I'm studying Funtional Analysis and I'm doing some exercise, but I haven't got any idea how to start this.
Consider the operator $T:L^2(0,1)\rightarrow L^2(0,1)$ given by $$(Tu)(x):=\int_0^1(x^2+3x+1)u(y)\ dy$$
Is it well defined, linear, bounded, compact?
My first idea is to get out the $p(x)$ from the integral being in $dy$, so it becomes
$$(x^2+3x+1)\int_0^1u(y)\ dy$$
but I don't think I can do something like that, right? Someone could help me?

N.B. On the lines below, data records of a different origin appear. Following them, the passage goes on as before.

PR #445, opened 2018-01-30
Prepare the check when generating pins, rather than on pupil login

jon-shipley:
Move the time we create the check from pupil login to pin-generation.


admin/services/check-form.service.js
```diff
@@ -48,10 +48,9 @@ const checkFormService = {
 
   /**
    * Extract the questions from the check-form, and add an `order` property.
-   * @param checkForm
+   * @param questions
    */
-  prepareQuestionData: function (checkForm) {
-    const questions = JSON.parse(checkForm.formData)
```
GuyHarwood: hard to read the flow in diff view, but i take it you are parsing the raw JSON string contained in `formData` elsewhere?

admin/spec/controllers/pupil-pin.spec.js
```diff
@@ -5,15 +5,16 @@ const httpMocks = require('node-mocks-http')
...
 require('sinon-mongoose')
 
+const checkStartService = require('../../services/check-start.service')
 const config = require('../../config')
+const dateService = require('../../services/date.service')
+const pinGenerationService = require('../../services/pin-generation.service')
+const pinService = require('../../services/pin.service')
+const pupilDataService = require('../../services/data-access/pupil.data.service')
+const qrService = require('../../services/qr.service')
 const School = require('../../models/school')
```
GuyHarwood: how come we still reference this model and need sinon-mongoose?

admin/spec/controllers/questions.spec.js
```diff
@@ -128,7 +132,7 @@ describe('Questions controller', () => {
         await controller.getQuestions(req, res)
       } catch (error) {
         console.error(error)
-        expect('questions controller not to').toBe('error')
+        fail('not expected to throw')
```
GuyHarwood: 👌

admin/spec/service/check-form.service.spec.js
```diff
@@ -40,26 +39,25 @@ describe('check-form.service', () => {
 
   describe('#allocateCheckForm - Happy path', () => {
     beforeEach(() => {
-      service = setupService(function () { return Promise.resolve([checkFormMock]) })
+      service = require('../../services/check-form.service')
```
GuyHarwood: much nicer

admin/spec/service/check-form.service.spec.js
```diff
@@ -40,26 +39,25 @@ describe('check-form.service', () => {
...
       }
+      done()
     })
 
     describe('#prepareQuestionData()', () => {
       it('should prepare the question data', async (done) => {
         try {
           const checkForm = await service.allocateCheckForm()
-          const questions = service.prepareQuestionData(checkForm)
+          const questions = service.prepareQuestionData(JSON.parse(checkForm.formData))
```
GuyHarwood: dont forget that the db contains raw stringified JSON

admin/services/check-form.service.js
jon-shipley: Yes, it's parsed in `checkStartService.pupilLogin` before it is sent back to the controller

admin/spec/controllers/pupil-pin.spec.js
jon-shipley: Good spot.  Looks like a mistake.  I've removed the mongoose model now.

admin/services/check-start.service.js
```diff
@@ -1,46 +1,89 @@
...
+    throw new Error('CheckForm not found: ' + check.checkForm_id)
+  }
+  const checkForm = R.head(res)
+  const checkData = {
+    id: check.id,
+    pupilLoginDate: moment.utc()
+  }
+
+  await checkDataService.sqlUpdate(checkData)
+  const questions = JSON.parse(checkForm.formData)
```
GeorgeChatzigiannis: what happens if formData is undefined?
that will throw an error on parsing.
The error will be prevented if you do this instead:
`const questions =  checkForm.formData && JSON.parse(checkForm.formData)`

GuyHarwood: checkForm.formData is non nullable

GeorgeChatzigiannis: fair enough

admin/services/check-start.service.js
```diff
@@ -1,46 +1,100 @@
...
+  if (!dfeNumber) {
+    throw new Error('dfeNumber is required')
+  }
+
+  // Validate the incoming pupil list to ensure that the pupils are real ids
+  // and that they belong to the user's school
+  const pupils = await pupilDataService.sqlFindByIdAndDfeNumber(pupilIds, dfeNumber)
+  const providedSet = new Set(pupilIds)
+  const databaseSet = new Set(pupils.map(p => p.id.toString())) // the incoming form params are stringified numbers
+  const difference = new Set([...providedSet].filter(x => !databaseSet.has(x)))
```
GeorgeChatzigiannis: What's the case of this going wrong?
Only case I could think of is if someone modifies the pupilIds that are being passed from UI.

GeorgeChatzigiannis: If that's the case then this should be reusable in other areas where pupil ids are being submitted.

admin/spec/service/check-complete.service.spec.js
```diff
@@ -55,8 +55,8 @@ describe('check-complete.service', () => {
     xit('adds a timestamp', async (done) => {
       // TODO: Relocate this test once timestamp recording occurs in application service tier
       await service.completeCheck(completedCheck)
-      const args = spy.calls.mostRecent().args[0]
-      expect(args.hasOwnProperty('receivedByServerAt')).toBe(true)
+      // const args = spy.calls.mostRecent().args[0]
```
GeorgeChatzigiannis: is that test needed?
its already excluded and most of it commented out.

jon-shipley: It was commented out as the linter didn't like `spy` which is not defined.

admin/services/check-start.service.js
jon-shipley: Yes, it could be generic.  But do we need it yet?

admin/test/features/step_definitions/generate_pupil_pins_steps.rb
```diff
@@ -195,6 +195,13 @@
   expect(generate_pupil_pins_page.find_pupil_row(@pupil_name).pin.text).to eql pupil_pin.to_s
 end
 
+Then(/^check form should be assigned to the pupil$/) do
+  pupil_upn = @stored_pupil_details['upn'].to_s
+  pupil_id = SqlDbHelper.pupil_details(pupil_upn)['id']
+  check_entry = SqlDbHelper.check_details(pupil_id)
+  expect(check_entry['checkForm_id'].nil?).to be_falsey, "Check Form is not assigned to the Pupil when pin is generated"
+end
```
activemq: @sinhaamit1980 To make this test potentially even better, is it worth maybe going to the 'checkForm' table with the check_entry['checkForm_id'] and the check assigned to the pupil is not deleted?

admin/test/features/generate_pupil_pins.feature
```diff
@@ -171,3 +171,7 @@ Feature: Generate Pupil PINs
     Given I have generated pins for all pupils in a group
     When a pupil becomes available for pin generation again
     Then I should be able to filter by groups on the generate pins page
+
```
activemq: @sinhaamit1980 maybe add a test for when there are no check forms? Just to ensure nothing breaks?

admin/services/check-start.service.js
GeorgeChatzigiannis: Unless you want to refactor this to a separate method later I believe yes.
Sounds like it should be extracted as a separate service method under pupil service?

jon-shipley: It's not pupil specific - it needs:--

param1: array of stringified numbers which is the incoming param list
param2: array of objects with Ids from the database to check against

Therefore this could be more generic: e.g. `setValidationService` perhaps? I'm open to better suggestions.

We also have to decide if want to accept the stringified versions, or wether the duty is now on the caller to convert to numbers, as the database is storing Ints for the `ids`?

GeorgeChatzigiannis: Yea it does sounds like a better approach.
I am guessing the caller would convert to numbers.

admin/services/check-form.service.js
GuyHarwood: 👍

$\int_{0}^{1}|Tu(x)|^2 = \int_{0}^{1}(x^2 +3x+1)^2 dx (\int_{0}^{1}u)^2dy\leq C ||u||^2$ by Jensen's inequality . Therefore $T$ is well-defined and bounded.For compactness let $||u_n||\leq C$, now as $L^2$ is reflexive $\{u_n\}$ has a weakly convergent subsequence $\{u_{n_{k}}\}$ i.e $\int_{0}^{1} u_{n_{k}} \rightarrow \int_{0}^{1} u $.So $Tu_{n_{k}}$ is convergent in $L^2(0,1)$. Thus compact.